== What this task involves ==
Every record needs to be restated word for word.

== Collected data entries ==
☆ ☆ ☆ ☆ ☆
PR #338, opened 2018-03-12
DataSet Filter by [DisplayName]

JosefWinkler:
You can filter a DataSet by [DisplayName]. 
So I think it's better to read.

e.g. 
Filter:  Room = [DisplayName]
DataSet:   Room = Room-101

### DIFF
--- a/lib/Entity/DataSet.php
+++ b/lib/Entity/DataSet.php
@@ -379,10 +379,14 @@ class DataSet implements \JsonSerializable
         // Get the Latitude and Longitude ( might be used in a formula )
         if ($displayId == 0) {
             $displayGeoLocation = "GEOMFROMTEXT('POINT(" . $this->config->GetSetting('DEFAULT_LAT') . " " . $this->config->GetSetting('DEFAULT_LONG') . ")')";
+            //Show DataSet-Row on Preview if Filter-KeyField empty
+            $displayName = '';
         }
         else {
             $displayGeoLocation = '(SELECT GeoLocation FROM `display` WHERE DisplayID = :displayId)';
             $params['displayId'] = $displayId;
+            //Get displayName from Database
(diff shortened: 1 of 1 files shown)


lib/Entity/DataSet.php
```diff
@@ -379,10 +379,14 @@ public function getData($filterBy = [], $options = [])
...
         if ($displayId == 0) {
             $displayGeoLocation = "GEOMFROMTEXT('POINT(" . $this->config->GetSetting('DEFAULT_LAT') . " " . $this->config->GetSetting('DEFAULT_LONG') . ")')";
+            //Show DataSet-Row on Preview if Filter-KeyField empty
+            $displayName = '';
         }
         else {
             $displayGeoLocation = '(SELECT GeoLocation FROM `display` WHERE DisplayID = :displayId)';
             $params['displayId'] = $displayId;
+            //Get displayName from Database
+            $displayName = $this->getStore()->select('Select display from display where displayid = '.$displayId ,[])[0]['display'];
```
☆ ☆ ☆ ☆ ☆
== Reply ==
PR #338, opened 2018-03-12
DataSet Filter by [DisplayName]

JosefWinkler:
You can filter a DataSet by [DisplayName]. 
So I think it's better to read.

e.g. 
Filter:  Room = [DisplayName]
DataSet:   Room = Room-101

### DIFF
--- a/lib/Entity/DataSet.php
+++ b/lib/Entity/DataSet.php
@@ -379,10 +379,14 @@ class DataSet implements \JsonSerializable
         // Get the Latitude and Longitude ( might be used in a formula )
         if ($displayId == 0) {
             $displayGeoLocation = "GEOMFROMTEXT('POINT(" . $this->config->GetSetting('DEFAULT_LAT') . " " . $this->config->GetSetting('DEFAULT_LONG') . ")')";
+            //Show DataSet-Row on Preview if Filter-KeyField empty
+            $displayName = '';
         }
         else {
             $displayGeoLocation = '(SELECT GeoLocation FROM `display` WHERE DisplayID = :displayId)';
             $params['displayId'] = $displayId;
+            //Get displayName from Database
(diff shortened: 1 of 1 files shown)


lib/Entity/DataSet.php
```diff
@@ -379,10 +379,14 @@ public function getData($filterBy = [], $options = [])
...
         if ($displayId == 0) {
             $displayGeoLocation = "GEOMFROMTEXT('POINT(" . $this->config->GetSetting('DEFAULT_LAT') . " " . $this->config->GetSetting('DEFAULT_LONG') . ")')";
+            //Show DataSet-Row on Preview if Filter-KeyField empty
+            $displayName = '';
         }
         else {
             $displayGeoLocation = '(SELECT GeoLocation FROM `display` WHERE DisplayID = :displayId)';
             $params['displayId'] = $displayId;
+            //Get displayName from Database
+            $displayName = $this->getStore()->select('Select display from display where displayid = '.$displayId ,[])[0]['display'];
```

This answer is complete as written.